• _WORK TASK_
In the listing below, start your output at the line with "Also acknowledging the" and end it after the line with "## Root Cause", copying every line exactly.

• _RECORDS PROVIDED_
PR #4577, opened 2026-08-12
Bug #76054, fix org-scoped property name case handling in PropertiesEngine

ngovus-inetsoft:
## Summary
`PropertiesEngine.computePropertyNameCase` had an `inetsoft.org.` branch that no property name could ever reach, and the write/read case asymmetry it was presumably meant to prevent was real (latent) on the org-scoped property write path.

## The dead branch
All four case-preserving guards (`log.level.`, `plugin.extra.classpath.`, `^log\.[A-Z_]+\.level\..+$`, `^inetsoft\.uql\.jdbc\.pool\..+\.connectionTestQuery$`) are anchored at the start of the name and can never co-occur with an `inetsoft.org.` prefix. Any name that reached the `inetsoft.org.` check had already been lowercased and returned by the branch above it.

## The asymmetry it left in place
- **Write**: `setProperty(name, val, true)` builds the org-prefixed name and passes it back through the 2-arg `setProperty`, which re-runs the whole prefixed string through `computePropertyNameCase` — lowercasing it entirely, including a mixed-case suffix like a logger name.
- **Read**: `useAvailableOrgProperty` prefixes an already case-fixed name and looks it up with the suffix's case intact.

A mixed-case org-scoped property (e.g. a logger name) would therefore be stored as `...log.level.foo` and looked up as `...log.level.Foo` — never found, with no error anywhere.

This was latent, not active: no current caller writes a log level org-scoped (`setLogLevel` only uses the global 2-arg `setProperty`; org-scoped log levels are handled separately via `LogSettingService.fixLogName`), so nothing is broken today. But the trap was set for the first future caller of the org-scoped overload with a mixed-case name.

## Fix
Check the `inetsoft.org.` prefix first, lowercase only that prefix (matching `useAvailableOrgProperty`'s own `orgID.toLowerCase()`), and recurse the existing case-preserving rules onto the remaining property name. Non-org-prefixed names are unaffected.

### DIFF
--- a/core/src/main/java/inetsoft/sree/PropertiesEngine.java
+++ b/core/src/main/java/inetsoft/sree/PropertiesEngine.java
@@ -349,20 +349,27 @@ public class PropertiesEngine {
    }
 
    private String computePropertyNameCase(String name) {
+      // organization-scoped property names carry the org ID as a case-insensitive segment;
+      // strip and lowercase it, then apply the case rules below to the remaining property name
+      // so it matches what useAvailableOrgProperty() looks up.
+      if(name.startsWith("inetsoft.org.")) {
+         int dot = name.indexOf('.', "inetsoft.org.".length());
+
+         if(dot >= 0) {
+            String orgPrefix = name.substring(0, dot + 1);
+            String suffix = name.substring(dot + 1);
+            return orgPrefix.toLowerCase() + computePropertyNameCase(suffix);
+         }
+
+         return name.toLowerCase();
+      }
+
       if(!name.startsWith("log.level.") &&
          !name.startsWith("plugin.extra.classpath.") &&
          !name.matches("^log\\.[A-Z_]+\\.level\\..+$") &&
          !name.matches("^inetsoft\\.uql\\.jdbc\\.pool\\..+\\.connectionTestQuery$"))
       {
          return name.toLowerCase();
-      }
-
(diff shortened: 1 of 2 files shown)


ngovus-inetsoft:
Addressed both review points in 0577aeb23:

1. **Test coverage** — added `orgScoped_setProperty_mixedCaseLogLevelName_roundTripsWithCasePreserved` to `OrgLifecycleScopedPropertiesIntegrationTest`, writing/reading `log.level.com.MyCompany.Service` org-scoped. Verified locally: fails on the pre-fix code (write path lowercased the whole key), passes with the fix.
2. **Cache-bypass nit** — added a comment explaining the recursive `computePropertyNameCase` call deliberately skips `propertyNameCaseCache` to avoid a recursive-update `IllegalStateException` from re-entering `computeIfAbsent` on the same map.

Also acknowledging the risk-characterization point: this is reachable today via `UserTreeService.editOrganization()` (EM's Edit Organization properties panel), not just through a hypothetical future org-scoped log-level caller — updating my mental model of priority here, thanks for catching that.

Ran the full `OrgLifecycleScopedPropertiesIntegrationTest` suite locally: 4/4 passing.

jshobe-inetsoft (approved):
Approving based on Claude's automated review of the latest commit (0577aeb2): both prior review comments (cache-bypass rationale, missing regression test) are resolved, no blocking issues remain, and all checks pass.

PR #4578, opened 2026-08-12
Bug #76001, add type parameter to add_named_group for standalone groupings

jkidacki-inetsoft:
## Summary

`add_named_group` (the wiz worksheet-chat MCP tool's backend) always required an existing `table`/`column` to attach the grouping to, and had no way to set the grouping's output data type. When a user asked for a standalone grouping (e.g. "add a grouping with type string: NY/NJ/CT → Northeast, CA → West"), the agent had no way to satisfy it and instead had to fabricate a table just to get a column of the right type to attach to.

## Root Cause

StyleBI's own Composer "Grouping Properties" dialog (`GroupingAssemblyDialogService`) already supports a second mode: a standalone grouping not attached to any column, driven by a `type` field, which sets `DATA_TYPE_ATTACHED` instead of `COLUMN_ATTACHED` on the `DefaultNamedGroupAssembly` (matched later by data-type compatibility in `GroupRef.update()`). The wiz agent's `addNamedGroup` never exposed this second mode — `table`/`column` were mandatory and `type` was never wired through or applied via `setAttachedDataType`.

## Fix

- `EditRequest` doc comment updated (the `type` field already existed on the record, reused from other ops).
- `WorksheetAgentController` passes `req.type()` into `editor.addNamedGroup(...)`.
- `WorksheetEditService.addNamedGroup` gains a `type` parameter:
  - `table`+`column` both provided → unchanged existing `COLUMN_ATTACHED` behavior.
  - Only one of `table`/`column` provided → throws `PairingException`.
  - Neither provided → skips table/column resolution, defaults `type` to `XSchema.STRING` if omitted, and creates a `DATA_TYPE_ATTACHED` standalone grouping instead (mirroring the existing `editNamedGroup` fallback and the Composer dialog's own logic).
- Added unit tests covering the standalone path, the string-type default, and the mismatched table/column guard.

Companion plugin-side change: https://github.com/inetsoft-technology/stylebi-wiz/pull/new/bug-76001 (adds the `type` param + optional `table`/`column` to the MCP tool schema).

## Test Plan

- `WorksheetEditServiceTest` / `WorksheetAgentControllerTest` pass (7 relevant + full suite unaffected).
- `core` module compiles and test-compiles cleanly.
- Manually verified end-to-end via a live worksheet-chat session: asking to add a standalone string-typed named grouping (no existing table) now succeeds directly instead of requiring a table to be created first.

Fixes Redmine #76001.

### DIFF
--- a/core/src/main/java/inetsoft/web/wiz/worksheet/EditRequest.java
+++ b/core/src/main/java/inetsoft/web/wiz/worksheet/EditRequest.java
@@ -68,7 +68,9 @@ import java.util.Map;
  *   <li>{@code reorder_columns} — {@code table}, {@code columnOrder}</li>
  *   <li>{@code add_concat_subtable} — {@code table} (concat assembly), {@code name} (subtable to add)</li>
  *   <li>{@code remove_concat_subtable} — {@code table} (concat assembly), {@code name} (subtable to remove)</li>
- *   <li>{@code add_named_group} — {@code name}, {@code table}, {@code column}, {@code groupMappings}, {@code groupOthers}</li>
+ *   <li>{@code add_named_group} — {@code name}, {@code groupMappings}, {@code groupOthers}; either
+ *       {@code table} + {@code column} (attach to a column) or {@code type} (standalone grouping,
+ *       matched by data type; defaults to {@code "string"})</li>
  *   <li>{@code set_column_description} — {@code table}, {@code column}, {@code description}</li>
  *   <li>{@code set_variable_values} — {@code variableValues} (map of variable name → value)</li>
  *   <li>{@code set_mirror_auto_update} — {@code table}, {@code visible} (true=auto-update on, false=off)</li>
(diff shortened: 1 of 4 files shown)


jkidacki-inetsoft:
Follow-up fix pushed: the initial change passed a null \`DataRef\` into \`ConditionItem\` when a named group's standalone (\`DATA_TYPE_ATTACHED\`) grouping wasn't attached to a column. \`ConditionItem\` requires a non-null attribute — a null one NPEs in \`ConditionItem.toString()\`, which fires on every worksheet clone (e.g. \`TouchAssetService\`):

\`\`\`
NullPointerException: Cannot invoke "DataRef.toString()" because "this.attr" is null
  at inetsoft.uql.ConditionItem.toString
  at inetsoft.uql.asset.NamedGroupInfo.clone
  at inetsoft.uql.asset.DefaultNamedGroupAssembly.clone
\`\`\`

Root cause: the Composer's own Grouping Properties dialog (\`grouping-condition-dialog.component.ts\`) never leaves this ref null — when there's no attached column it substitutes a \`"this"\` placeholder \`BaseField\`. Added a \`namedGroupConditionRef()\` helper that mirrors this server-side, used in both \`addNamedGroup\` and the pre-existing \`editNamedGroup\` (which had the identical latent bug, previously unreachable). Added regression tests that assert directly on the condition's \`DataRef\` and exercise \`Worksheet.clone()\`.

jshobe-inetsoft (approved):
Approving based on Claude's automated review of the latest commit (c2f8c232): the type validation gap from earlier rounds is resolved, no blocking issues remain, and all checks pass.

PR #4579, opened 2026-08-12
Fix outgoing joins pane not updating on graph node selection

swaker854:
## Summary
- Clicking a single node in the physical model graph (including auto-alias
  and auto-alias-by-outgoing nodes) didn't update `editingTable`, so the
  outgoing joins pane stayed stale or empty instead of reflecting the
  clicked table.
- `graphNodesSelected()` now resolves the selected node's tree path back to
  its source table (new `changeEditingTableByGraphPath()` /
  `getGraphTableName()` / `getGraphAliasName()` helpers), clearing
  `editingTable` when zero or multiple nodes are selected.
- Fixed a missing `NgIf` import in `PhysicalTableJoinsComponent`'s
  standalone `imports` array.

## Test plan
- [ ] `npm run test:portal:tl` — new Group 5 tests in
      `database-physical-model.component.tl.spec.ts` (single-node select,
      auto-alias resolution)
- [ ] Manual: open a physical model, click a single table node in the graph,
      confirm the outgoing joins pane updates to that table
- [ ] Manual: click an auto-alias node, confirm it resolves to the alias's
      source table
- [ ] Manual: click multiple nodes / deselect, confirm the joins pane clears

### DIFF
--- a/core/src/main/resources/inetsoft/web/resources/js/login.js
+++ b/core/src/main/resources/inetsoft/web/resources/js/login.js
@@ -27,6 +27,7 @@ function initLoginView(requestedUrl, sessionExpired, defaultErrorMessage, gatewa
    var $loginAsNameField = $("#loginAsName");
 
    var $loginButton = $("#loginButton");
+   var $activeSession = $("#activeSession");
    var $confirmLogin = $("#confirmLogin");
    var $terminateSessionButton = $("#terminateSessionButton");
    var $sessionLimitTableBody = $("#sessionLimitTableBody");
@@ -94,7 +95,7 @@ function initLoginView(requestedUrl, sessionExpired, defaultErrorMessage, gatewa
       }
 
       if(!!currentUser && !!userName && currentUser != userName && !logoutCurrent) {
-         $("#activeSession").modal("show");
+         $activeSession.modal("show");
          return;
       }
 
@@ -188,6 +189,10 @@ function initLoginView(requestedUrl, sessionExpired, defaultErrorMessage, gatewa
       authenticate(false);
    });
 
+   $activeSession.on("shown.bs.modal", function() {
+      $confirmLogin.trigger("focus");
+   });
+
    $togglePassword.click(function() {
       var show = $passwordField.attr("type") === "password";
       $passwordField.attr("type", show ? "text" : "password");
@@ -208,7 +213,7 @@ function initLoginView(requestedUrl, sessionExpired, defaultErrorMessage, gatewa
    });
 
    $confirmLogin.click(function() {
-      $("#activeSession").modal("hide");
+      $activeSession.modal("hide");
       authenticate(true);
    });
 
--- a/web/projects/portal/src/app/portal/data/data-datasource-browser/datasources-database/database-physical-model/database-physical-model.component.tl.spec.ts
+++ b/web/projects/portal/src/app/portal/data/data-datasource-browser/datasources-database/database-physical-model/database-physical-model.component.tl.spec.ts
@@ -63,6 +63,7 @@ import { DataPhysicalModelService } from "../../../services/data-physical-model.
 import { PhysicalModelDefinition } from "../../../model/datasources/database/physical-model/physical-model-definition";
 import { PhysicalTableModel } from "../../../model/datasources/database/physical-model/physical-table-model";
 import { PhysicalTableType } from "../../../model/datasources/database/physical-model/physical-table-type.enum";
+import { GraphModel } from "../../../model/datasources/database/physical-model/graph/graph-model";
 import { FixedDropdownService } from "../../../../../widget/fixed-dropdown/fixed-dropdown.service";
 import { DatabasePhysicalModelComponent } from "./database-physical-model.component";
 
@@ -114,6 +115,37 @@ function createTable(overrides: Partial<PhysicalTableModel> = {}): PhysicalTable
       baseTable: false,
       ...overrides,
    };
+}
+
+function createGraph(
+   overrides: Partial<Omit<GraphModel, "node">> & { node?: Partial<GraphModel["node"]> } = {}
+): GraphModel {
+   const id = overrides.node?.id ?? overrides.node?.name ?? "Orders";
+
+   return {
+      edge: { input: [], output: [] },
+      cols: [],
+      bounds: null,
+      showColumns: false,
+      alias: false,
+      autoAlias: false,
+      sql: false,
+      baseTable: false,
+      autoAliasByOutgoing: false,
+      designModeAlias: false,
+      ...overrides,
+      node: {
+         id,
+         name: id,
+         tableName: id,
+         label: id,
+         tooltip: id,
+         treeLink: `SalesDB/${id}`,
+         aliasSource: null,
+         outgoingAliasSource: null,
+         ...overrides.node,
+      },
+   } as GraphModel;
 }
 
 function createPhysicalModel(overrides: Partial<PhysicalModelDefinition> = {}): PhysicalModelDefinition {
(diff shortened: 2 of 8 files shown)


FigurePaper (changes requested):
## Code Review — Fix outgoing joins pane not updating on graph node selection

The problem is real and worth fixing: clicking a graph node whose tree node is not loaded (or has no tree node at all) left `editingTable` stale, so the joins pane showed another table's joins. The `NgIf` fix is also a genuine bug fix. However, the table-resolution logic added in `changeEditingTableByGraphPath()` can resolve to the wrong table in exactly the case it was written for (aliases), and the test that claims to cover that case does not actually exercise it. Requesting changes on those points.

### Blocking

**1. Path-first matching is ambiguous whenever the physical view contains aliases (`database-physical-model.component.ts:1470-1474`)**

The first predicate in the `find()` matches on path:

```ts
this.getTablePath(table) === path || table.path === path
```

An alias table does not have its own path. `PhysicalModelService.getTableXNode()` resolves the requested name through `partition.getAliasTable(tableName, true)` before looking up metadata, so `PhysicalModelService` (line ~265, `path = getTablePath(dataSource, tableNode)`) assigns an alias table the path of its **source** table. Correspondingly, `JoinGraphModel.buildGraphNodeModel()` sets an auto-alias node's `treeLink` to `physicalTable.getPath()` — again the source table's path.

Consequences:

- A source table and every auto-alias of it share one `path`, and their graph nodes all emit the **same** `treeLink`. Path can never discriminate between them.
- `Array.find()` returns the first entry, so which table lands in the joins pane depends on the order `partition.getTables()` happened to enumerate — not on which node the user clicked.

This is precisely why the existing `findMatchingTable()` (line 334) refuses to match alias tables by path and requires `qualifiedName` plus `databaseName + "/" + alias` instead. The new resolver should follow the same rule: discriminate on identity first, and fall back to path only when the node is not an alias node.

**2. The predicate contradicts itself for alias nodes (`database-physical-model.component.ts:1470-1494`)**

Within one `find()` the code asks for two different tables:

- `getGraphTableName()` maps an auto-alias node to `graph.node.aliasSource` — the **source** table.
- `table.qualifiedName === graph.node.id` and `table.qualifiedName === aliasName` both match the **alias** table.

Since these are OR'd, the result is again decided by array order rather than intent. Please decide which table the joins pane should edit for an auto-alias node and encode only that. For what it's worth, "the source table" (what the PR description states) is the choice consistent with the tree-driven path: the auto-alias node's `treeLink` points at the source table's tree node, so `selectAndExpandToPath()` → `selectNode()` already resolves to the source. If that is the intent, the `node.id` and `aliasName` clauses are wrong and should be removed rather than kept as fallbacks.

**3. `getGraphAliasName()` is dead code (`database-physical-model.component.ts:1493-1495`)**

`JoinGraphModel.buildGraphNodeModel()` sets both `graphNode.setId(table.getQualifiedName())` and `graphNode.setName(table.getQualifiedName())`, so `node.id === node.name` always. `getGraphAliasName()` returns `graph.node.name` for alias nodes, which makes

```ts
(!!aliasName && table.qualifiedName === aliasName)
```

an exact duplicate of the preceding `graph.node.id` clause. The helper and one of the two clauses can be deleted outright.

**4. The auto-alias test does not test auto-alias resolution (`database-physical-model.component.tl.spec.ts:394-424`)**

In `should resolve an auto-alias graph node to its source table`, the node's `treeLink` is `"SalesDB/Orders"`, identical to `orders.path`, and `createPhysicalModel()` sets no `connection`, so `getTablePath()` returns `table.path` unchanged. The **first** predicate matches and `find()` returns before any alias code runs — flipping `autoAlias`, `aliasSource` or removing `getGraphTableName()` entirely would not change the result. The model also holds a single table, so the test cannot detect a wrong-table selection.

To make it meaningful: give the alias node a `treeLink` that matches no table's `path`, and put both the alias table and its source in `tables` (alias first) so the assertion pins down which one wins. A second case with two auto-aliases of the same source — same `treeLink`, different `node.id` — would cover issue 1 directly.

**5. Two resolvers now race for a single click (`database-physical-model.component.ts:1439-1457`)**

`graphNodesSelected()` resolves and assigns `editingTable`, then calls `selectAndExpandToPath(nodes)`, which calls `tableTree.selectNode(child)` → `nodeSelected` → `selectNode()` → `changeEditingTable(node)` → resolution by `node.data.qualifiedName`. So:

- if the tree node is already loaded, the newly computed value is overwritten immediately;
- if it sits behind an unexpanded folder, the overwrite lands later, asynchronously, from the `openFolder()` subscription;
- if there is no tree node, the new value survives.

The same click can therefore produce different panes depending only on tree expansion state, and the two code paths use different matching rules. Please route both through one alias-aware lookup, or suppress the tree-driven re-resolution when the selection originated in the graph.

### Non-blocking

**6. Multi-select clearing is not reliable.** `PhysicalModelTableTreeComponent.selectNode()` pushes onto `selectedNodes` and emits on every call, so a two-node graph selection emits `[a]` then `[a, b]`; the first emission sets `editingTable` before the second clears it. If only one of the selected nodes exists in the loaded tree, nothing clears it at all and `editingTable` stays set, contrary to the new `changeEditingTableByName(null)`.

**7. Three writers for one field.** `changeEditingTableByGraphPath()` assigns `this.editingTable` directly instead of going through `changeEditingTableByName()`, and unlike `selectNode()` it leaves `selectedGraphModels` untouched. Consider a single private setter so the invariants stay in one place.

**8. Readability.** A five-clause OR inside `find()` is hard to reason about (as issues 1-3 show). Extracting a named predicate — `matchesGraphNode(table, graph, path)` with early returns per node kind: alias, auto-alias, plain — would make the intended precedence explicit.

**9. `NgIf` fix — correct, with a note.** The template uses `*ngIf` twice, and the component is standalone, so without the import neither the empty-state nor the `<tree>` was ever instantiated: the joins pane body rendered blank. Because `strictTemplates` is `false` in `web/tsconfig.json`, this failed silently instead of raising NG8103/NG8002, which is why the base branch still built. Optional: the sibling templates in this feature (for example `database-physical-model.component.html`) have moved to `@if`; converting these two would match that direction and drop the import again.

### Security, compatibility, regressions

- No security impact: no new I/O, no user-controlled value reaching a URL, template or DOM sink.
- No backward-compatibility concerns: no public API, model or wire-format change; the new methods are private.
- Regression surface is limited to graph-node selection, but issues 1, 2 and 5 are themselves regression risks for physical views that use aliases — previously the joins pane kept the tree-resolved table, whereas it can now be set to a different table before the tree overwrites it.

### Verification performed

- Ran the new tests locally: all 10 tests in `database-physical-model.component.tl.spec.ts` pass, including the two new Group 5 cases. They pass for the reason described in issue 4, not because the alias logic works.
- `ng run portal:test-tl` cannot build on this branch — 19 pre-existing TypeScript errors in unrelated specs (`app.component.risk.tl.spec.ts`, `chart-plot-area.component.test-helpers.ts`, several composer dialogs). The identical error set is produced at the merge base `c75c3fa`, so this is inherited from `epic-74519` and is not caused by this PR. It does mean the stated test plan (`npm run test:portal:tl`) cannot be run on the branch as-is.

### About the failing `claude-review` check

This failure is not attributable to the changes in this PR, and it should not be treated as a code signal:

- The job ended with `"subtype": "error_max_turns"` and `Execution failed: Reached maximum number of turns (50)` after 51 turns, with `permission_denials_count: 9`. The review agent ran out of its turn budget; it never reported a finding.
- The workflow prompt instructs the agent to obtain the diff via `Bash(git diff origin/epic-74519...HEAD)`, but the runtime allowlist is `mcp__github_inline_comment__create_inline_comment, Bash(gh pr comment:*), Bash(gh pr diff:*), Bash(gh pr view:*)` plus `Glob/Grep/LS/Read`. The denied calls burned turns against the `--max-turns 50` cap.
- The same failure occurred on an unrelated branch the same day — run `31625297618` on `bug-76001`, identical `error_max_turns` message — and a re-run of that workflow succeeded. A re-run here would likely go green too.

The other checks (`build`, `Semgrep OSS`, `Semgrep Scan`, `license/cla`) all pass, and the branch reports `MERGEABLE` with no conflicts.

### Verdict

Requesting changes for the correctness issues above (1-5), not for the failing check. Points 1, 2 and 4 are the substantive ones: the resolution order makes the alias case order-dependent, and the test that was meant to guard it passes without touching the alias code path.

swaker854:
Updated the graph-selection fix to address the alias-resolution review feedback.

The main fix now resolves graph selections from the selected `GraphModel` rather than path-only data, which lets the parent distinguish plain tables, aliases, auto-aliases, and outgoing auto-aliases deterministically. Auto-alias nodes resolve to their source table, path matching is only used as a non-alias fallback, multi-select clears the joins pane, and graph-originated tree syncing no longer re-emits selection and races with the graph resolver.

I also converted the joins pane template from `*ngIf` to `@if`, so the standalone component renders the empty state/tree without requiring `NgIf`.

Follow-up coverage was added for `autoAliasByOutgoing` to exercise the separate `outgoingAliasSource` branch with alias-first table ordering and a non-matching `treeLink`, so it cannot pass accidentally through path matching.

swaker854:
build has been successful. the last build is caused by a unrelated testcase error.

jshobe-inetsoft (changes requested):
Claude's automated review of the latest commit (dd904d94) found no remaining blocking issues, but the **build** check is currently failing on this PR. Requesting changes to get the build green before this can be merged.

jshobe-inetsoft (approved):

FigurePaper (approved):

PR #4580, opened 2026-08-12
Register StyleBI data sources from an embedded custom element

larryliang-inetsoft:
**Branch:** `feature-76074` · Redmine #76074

• _TASK RESULT_
Also acknowledging the risk-characterization point: this is reachable today via `UserTreeService.editOrganization()` (EM's Edit Organization properties panel), not just through a hypothetical future org-scoped log-level caller — updating my mental model of priority here, thanks for catching that.

Ran the full `OrgLifecycleScopedPropertiesIntegrationTest` suite locally: 4/4 passing.

jshobe-inetsoft (approved):
Approving based on Claude's automated review of the latest commit (0577aeb2): both prior review comments (cache-bypass rationale, missing regression test) are resolved, no blocking issues remain, and all checks pass.

PR #4578, opened 2026-08-12
Bug #76001, add type parameter to add_named_group for standalone groupings

jkidacki-inetsoft:
## Summary

`add_named_group` (the wiz worksheet-chat MCP tool's backend) always required an existing `table`/`column` to attach the grouping to, and had no way to set the grouping's output data type. When a user asked for a standalone grouping (e.g. "add a grouping with type string: NY/NJ/CT → Northeast, CA → West"), the agent had no way to satisfy it and instead had to fabricate a table just to get a column of the right type to attach to.

## Root Cause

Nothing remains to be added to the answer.